1. ## complex numbers

Hello,

I have the complex polynomial: $z^3+(3+i)z^2+(4-2i)z+(a-3i) = 0$

I need to determine the parameter a, so that the equation gets a real negative root.
I don't know any root of the polynomial, if i did it would have been easy.

Polynomial division?
Any ideas?

2. Substitute $z=-1$. You will see what $a$ must equal.

3. I do, care to elaborate on the science behind your methodology?

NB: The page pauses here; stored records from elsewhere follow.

PR #163, opened 2019-07-24
freedom-u540: prefer += instead of append for IMAGE_FSTYPES

ricardosalveti:
Append causes IMAGE_FSTYPES to contaminate initramfs-based images, as
even when forcing it to be empty at the recipe level, it always shows up
after parsing.

Using += allows the recipe to set another value without being influenced
by the machine configuration.

### DIFF
--- a/conf/machine/freedom-u540.conf
+++ b/conf/machine/freedom-u540.conf
@@ -28,7 +28,7 @@ SERIAL_CONSOLES = "115200;ttySIF0"
 
 MACHINE_EXTRA_RRECOMMENDS += " kernel-modules"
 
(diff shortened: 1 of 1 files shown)


ricardosalveti:
@alistair23 this should help fixing the issue you had.

alistair23:
This doesn't help the issue

ricardosalveti:
What is the error you get? I still need to empty EXTRA_IMAGEDEPENDS, but this is to avoid another circular dependency. You can check with this change that the wic image is not going to be in IMAGE_FSTYPES when building initramfs-ostree-image.

alistair23:
Ah, it was just the missing empty `EXTRA_IMAGEDEPENDS`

4. Originally Posted by Jones
I do, care to elaborate on the science behind your methodology?
There is no methodology here.
If $z=-1$ gives a zero result then $-1$ is negative root.
$\left( { - 1} \right)^3 + \left( {3 + i} \right)\left( { - 1} \right)^2 + \left( {4 - 2i}\right)\left( i \right) + \left( {a - 3i} \right) = 0$

Do you see what value of $a$ makes that true?

5. What Plato is saying is that this equation will have many different roots depending on what a is. And that you can make one root to be anything you want by choosing a correctly. In particular, to be sure that the equation has at least one real, negative, root, you can just choose z to be any real, negative, number you want.

for example, if you chose to make that root -2 instead of -1, you would have the equation $(2)^3+ (3+ i)(-2)^2+ (4- 2i)(-2)+ (a- 3i)= 0$ and solve that for a.

However, I see a difficulty with this. It is possible that the form (a- 3i) is supposed to indicate that a is a real number. If so, that should have been said, but if so then that makes the problem harder!

Assuming that a must be real, we can separate the equation into real and imaginary parts:
Real part: $z^3+ 3z^2+ 4z+ a= 0$
Imaginary part: $z^2- 2z- 3= 0$.
(I have used the fact that z is a real number in separating.)

Now you can solve that second, quadratic, equation for z and see what values of a allow a negative z that satifies both equations.

6. Originally Posted by Plato
There is no methodology here.
If $z=-1$ gives a zero result then $-1$ is negative root.
$\left( { - 1} \right)^3 + \left( {3 + i} \right)\left( { - 1} \right)^2 + \left( {4 - 2i}\right)\left( i \right) + \left( {a - 3i} \right) = 0$
Typographical error: That " $(4- 2i)(i)$" should be " $(4- 2i)(-1)$".

Do you see what value of $a$ makes that true?